This repository serves as a practical guide to understanding Natural Language Processing (NLP) techniques through a Lab, focusing on rule-based methods, regular expressions (Regex), and word embedding. It consists of two Jupyter notebooks, each dedicated to a specific part of the lab:
In this section, a Python code leveraging Regex is provided to generate bills from user-provided text. The objective is to familiarize with rule-based NLP techniques for information extraction.
The code employs rule-based techniques using regular expressions (regex) and natural language processing (NLP) to extract information from text. The methods used include:
1- Python Regex:
- Utilizes regex patterns to identify quantities, products, and prices in the input text.
- Removes stopwords and unnecessary phrases for efficient text processing.
2- Similarity using Spacy.Matcher:
- Uses SpaCy Matcher to match patterns in text based on similarity.
- Defines patterns to capture quantity, product, and price information.
- Extracts relevant data for generating the bill.
3- Matching Product Names:
- Matches product names based on predefined patterns using regex.
- Identifies products mentioned in the text by comparing with a list of known products.
This part explores various word embedding techniques, including one-hot encoding, bag of words, TF-IDF, Word2Vec (Skip Gram, CBOW), GloVe, and FastText.

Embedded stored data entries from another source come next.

PR #3373, opened 2021-06-25
pvf: Enable stack depth metering & NaN canonicalization

pepyakin:
Companion for https://github.com/paritytech/substrate/pull/9069


ordian (approved):
I assume this went through burn-in already.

The provided Jupyter notebook applies these techniques to data of Hadiths scrapped from various pages of the website https://mawdoo3.com/ The raw data was stored in a MongoDB database, and Natural Language Processing (NLP) techniques were applied to the scraped text here is the link of the repository of the project https://github.com/elmezianech/Hadiths-Scrapper-NLP-Pipeline. For this notebook, the cleaned and tokenized data is utilized, available in the repository.
Additionally, it utilizes the Tsne Algorithm to visualize and evaluate the encoded/vectorized vectors, concluding with insights into the effectiveness of each approach.

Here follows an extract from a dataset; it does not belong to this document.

PR #3377, opened 2021-06-28
Enable over-bridge-messaging in Rococo/Wococo runtime

svyatonik:
This PR adds two pallets (every pallet is 'deployed' twice - on Rococo and on Wococo) to Rococo/Wocoo runtime. The messages pallet configuration isn't trivial, hence the separate `bridge_messages.rs` file. Normally there'll be to files like that - one that describes bridge with Chain2 and which is a part of Chain1 runtime and another one that describes bridge with Chain1 and which is a part of Chain2 runtime. Here we have a slightly different scenario when there's one runtime => the single file.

- OneHotEncoder: Offers simplicity and interpretability, making it suitable for categorical data without ordinal relationships. However, it may result in high dimensionality when dealing with a large number of unique words.
- CountVectorizer (Bag of Words): Efficient and straightforward, it excels in tasks such as text classification and sentiment analysis. Yet, it overlooks word order and may not capture nuanced semantic relationships.
- TfidfVectorizer: Similar to CountVectorizer, but it accounts for word frequency across the entire corpus, prioritizing informative words. Widely applied in information retrieval and text mining tasks.
- Word2Vec (Skip-gram and CBOW): Generates dense vector representations that preserve semantic meanings, making it invaluable for tasks like semantic similarity, analogy detection, and named entity recognition.
- FastText: Handles words as character n-grams, resulting in enhanced embeddings for less common or out-of-vocabulary terms. Particularly useful in text classification, especially for languages with complex morphology.
- GloVe: An unsupervised algorithm that captures global word-word co-occurrence statistics, emphasizing semantic relationships within the corpus.
Each technique presents unique strengths and limitations, emphasizing the importance of selecting the right method for the task. While simpler techniques like OneHotEncoder, CountVectorizer, or TfidfVectorizer are efficient for computational tasks, more sophisticated methods like Word2Vec (Skip-gram and CBOW), and FastText excel in capturing semantic nuances. Experimentation with different techniques is recommended to identify the most suitable approach for specific requirements.